Exercise: Search the entries for the word "Mastodon" and copy each line that has it.

Supplied records:
Issue #886, opened 2021-04-06
Make user handle search case insensitive


tofuwabohu:
**Is your feature request related to a problem? Please describe.**
I'm not sure if this is intentional, but currently, you can only look up users if you spell their name witht he correct cases. This is also the case when you try to find BW users from Mastodon. I don't think case sensitivity makes much sense here.

**Additional context**
Mastodon hase case insensitive user names as well.

One can also register `Tofuwabohu` when there is a `tofuwabohu` already. I think that should be prevented before instances get opened?

PR #908, opened 2021-04-08
Makes localname case insensitive

mouse-reeve:
This makes the uniqueness of local users' usernames case insensitive.
Works on #886


mouse-reeve:
If there are any existing case-insensitive duplicate usernames, this migration will fail. There aren't any on bookwyrm.social, but it's theoretically possible. I can't think of any programmatic way to resolve this, I think it would require having a conversation and reaching a compromise with the affected users. But hopefully no one runs into this issue!

tofuwabohu:
I have one (that I created to test if it's possible). It's a dummy account, what's the easiest way to delete one of them?

mouse-reeve:
if it doesn't have any posts or friends, you should be able to truly delete it from the database using django admin (`/admin/bookwyrm/user/` is a list of users `/admin/bookwyrm/user/<user_id>` if you know the id for that user). You can also change the localname in the django admin if you can't delete

tofuwabohu:
:exploding_head: I always thought you meant the bookwyrm admin settings when you spoke of the django admin interface, never seen the /admin thingy! Guess I have a lot to explore now :D

tofuwabohu:
Alright, couldn't delete it due to the auto-generated shelves but renaming worked :)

Your solution:
I'm not sure if this is intentional, but currently, you can only look up users if you spell their name witht he correct cases. This is also the case when you try to find BW users from Mastodon. I don't think case sensitivity makes much sense here.
Mastodon hase case insensitive user names as well.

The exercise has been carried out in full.